Jury finds dad guilty in baseball shooting
By Nick Hiltunen
Published in News on July 16, 2009 1:46 PM
A jury found a Goldsboro man guilty of second-degree murder in the shooting of a neighbor he argued with over his child's baseball game, court records show.
Timothy Tramel Vaughn, 37, gave notice Wednesday that he would appeal the verdict through his attorney, James Antinore, court officials said.
Vaughn had been charged with first-degree murder in the shooting of James Anwar Brewington, 29.
Presiding Judge Phyllis Gorham gave the jury instructions that its members could find Vaughn guilty or not guilty of the original charge of first-degree murder, or of second-degree murder.
The jurors chose second-degree murder -- and Judge Gorham sentenced Vaughn to 15 to 20 years in prison for the offense.
Both Vaughn and Brewington's sons were playing a game of baseball in a yard near the intersection of Waters and East Holly streets on June 14, 2008.
Sometime during the game, Vaughn's son accidentally hit Brewington's son in the head with a metal baseball bat, police have said.
That led to Vaughn coming to the scene of the game and arguing with Brewington, who was intoxicated, a medical examiner testified.
Police said after the two men argued, Vaughn shot Brewington multiple times, causing his death.
Vaughn's defense attorney argued at trial that Brewington "became the aggressor" during the event, although police have said the men only exchanged words.
The baseball game on June 14, 2008, was described as small by police, involving less than 10 children playing baseball in a neighborhood yard.
Although Vaughn's attorney, Antinore, did not present evidence or witnesses at the trial, he asked the judge to dismiss the first-degree murder charge.
Antinore said the murder was not pre-meditated, because the shooting came as a result of fighting.

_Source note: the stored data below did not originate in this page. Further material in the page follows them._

PR #192, opened 2025-04-15
Update cssColor

### LINKED ISSUE #191: calc(10px + 20%) should serialize to calc(20% + 10px)
This is what remains of https://github.com/jsdom/jsdom/issues/1332.

asamuzaK:
Fix #191


domenic (approved):
I didn't realize this package was getting its calc() implementation from a "color"-related package, but I guess it works :)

Assistant District Attorney Matt Delbridge argued that because Vaughn chose to bring a firearm, he had violent intentions before the argument started.

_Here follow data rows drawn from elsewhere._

PR #194, opened 2025-04-19
Update parseUrl function

### LINKED ISSUE #103: update url parsing logic to match current browsers
it would be nice if url parsing worked like latest firefox/chrome.

for instance, running the following snippet in those browsers:
```
(() => {
  var div = document.createElement('div');
  div.style.backgroundImage = '   url(http://some/url/here1.png)   , URL(2)  ';
  console.log(`backgroundImage:${div.style.backgroundImage};`);
})();
```

prints:
```
backgroundImage:url("http://some/url/here1.png"), url("2");
```

i've searched the code a bit, and think we can achieve this by modifying the following function:
https://github.com/jsdom/cssstyle/blob/f2db1ebef45c03b51787f5b9d00a3eb843f07787/lib/parsers.js#L210-L247

we can also add some better unit tests here:
- https://github.com/jsdom/cssstyle/blob/f2db1ebef45c03b51787f5b9d00a3eb843f07787/lib/parsers.test.js#L63-L65
- https://github.com/jsdom/cssstyle/blob/f2db1ebef45c03b51787f5b9d00a3eb843f07787/lib/CSSStyleDeclaration.test.js#L377-L385

if i make the "formatted" string look like `url("foo.png")` instead of the current `url(foo.png)`, then I could see that breaking people's existing tests (but it would "match" modern browsers more closely).  If I just allow trailing/closing whitespace, and multiple urls, then that would be "more" backwards compatible I think.

I can work on this in the next few days and submit a PR.  I have quite a few ideas on how to get it to work.

Thanks!

asamuzaK:
Fix #103

* Handle escaped char.
* Output URL string with quotes.
  Although the unquoted output is valid, all major browsers appear to quote the output.

This is a BREAKING CHANGE

### DIFF
--- a/lib/parsers.js
+++ b/lib/parsers.js
@@ -33,7 +33,7 @@ var lengthRegEx = new RegExp(
 );
 var percentRegEx = new RegExp(`^${NUMBER}%$`);
 var angleRegEx = new RegExp(`^${NUMBER}(?:deg|g?rad|turn)$`);
-var urlRegEx = /^url\(\s*([^)]*)\s*\)$/;
+var urlRegEx = /^url\(\s*((?:[^)]|\\\))*)\s*\)$/;
 var stringRegEx = /^("[^"]*"|'[^']*')$/;
 var varRegEx = /^var\(|(?<=[*/\s(])var\(/;
 var calcRegEx =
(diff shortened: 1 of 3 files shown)


domenic:
> This is a BREAKING CHANGE

In what way is this breaking? It feels more like a bug fix to me.

domenic (approved):

asamuzaK:
From this https://github.com/jsdom/cssstyle/issues/103#issue-498260422

> if i make the "formatted" string look like url("foo.png") instead of the current url(foo.png), then I could see that breaking people's existing tests (but it would "match" modern browsers more closely).

domenic:
Hmm. Historically in the jsdom project we've treated these kinds of spec-conformance fixes as bug fixes. I agree peoples' tests might be affected, but I think it's best to just stick to semantic versioning in these cases.

asamuzaK:
>  I think it's best to just stick to semantic versioning in these cases.

Agreed.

The assistant district attorney said that Chief Medical Examiner John Butts' testimony also showed the shooting of Brewington was at close range.
Delbridge argued that because of those facts, Vaughn's charges met the criteria for first-degree murder.
"To get as close as you can to that person, you want him to die, you (try) to shoot him where it's going to do the most damage ... which is what the defendant tried to do," Delbridge said.